Cheers and good growing,
Paul


----------



## Florian (Mar 30, 2021)

Hello Paul, this is not Phragmipedium caricinum, ist is a Hybrid. But the plant Looks nice.


----------



## abax (Mar 30, 2021)

I agree with Florian...perhaps a cross? I have a caricinum 'Fox Valley' and it ain't an easy one to bloom so far. If anyone
on ST has a photo of one they've bloomed, I'd love to see the photo.


----------



## cpmaniac (Mar 31, 2021)

When I posted this, maybe I should have said I wasn't certain about the identity. It certainly looks different than the limited number of photos I could find, and some of them are probably Phrag. pearcei. However, checking my reference books, the plants physical characteristics fit the description for Phrag. caricinum. I have asked the nursery it came from (Popow) to supply any information about the plants' origin. I will ask Frank Cervera to take a look, as well.
Regards,
Paul


----------



## FrankRC (Mar 31, 2021)

This is most assuredly not a caricinum. This looks like the hybrid between lindleyanum and pearcei, a hybrid that was described as Phrag. brasiliense. 

Best regards,


----------



## cpmaniac (Mar 31, 2021)

FrankRC said:


> This is most assuredly not a caricinum. This looks like the hybrid between lindleyanum and pearcei, a hybrid that was described as Phrag. brasiliense.
> 
> Best regards,


Thank you! I will change the label and enjoy the plant.


----------



## Florian (Mar 31, 2021)

I bought a „caricinum“ from popow wich never flowers right now.
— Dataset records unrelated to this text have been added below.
PR #26683, opened 2023-11-17
Finishing auto TakePOS setup with default account

andreubisquerra:
To finish auto TakePOS setup for Dolibarr 19, I liked @eldy proposal in the comments of:
https://github.com/Dolibarr/dolibarr/pull/25037
We create an account automatically without asking the user when the TakePOS module is enabled and there is no account.
It is tested, but if it is approved I will test more and find TakePOS bugs during current Devcamp.

### DIFF
--- a/htdocs/core/modules/modTakePos.class.php
+++ b/htdocs/core/modules/modTakePos.class.php
@@ -267,7 +267,7 @@ class modTakePos extends DolibarrModules
 	 */
 	public function init($options = '')
 	{
-		global $conf, $db, $langs, $user;
+		global $conf, $db, $langs, $user, $mysoc;
 		$langs->load("cashdesk");
 
 		dolibarr_set_const($db, "TAKEPOS_PRINT_METHOD", "browser", 'chaine', 0, '', $conf->entity);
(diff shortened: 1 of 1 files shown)


htdocs/core/modules/modTakePos.class.php
```diff
@@ -323,6 +323,24 @@ public function init($options = '')
...
+		//Create cash account if not exists
+		if (!getDolGlobalInt('CASHDESK_ID_BANKACCOUNT_CASH1')) {
+			require_once DOL_DOCUMENT_ROOT.'/compta/bank/class/account.class.php';
+			$cashaccount = new Account($db);
+			$cashaccount->ref = "CASH-POS";
+			$cashaccount->label = $langs->trans("DefaultCashPOSLabel");
+			$cashaccount->courant = 2;
+			$cashaccount->country_id = $mysoc->country_id ? $mysoc->country_id : 1;
+			$cashaccount->date_solde = dol_now();
+			$result = $cashaccount->create($user);
```
eldy, line 335: Before creating the account, can you add a check before with a fetch() and create only if it does not exists. Like done for the default thirdparty.

andreubisquerra:
Cutomer logic copied, is now OK @eldy ?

But i am sure its not the species. The real one has much more narrow leaves. Bought ist as a young plant and the Habitus looks like your plant.


----------



## Florian (Mar 31, 2021)

The reale one.


----------



## FrankRC (Apr 1, 2021)

Florian said:


> The reale one.


Correct. This is real caricinum.


----------



## KateL (Apr 9, 2021)

Florian said:


> The reale one.


That is a wickedly cool-looking pouch! I am (slowly) growing up a batch of flasklings from WSO. Hope they are the real deal!!


----------



## SlipperKing (Apr 10, 2021)

Yep, that's the real deal.


----------



## Greenpaph (Apr 11, 2021)

Love it! Think of me when seedlings grow!


----------



## NYEric (Apr 12, 2021)

That has amazing color. Thanks for sharing. Picked up in spike from where? OL?


----------



## cpmaniac (Apr 14, 2021)

Well, a bit of egg on my face. I have Phrag. lindleyanum, and I should have spotted its influence right away.



NYEric said:


> That has amazing color. Thanks for sharing. Picked up in spike from where? OL?



It is Popow Orchids breeding and was labelled as Phrag. caricinum. I purchased it on eBay.


----------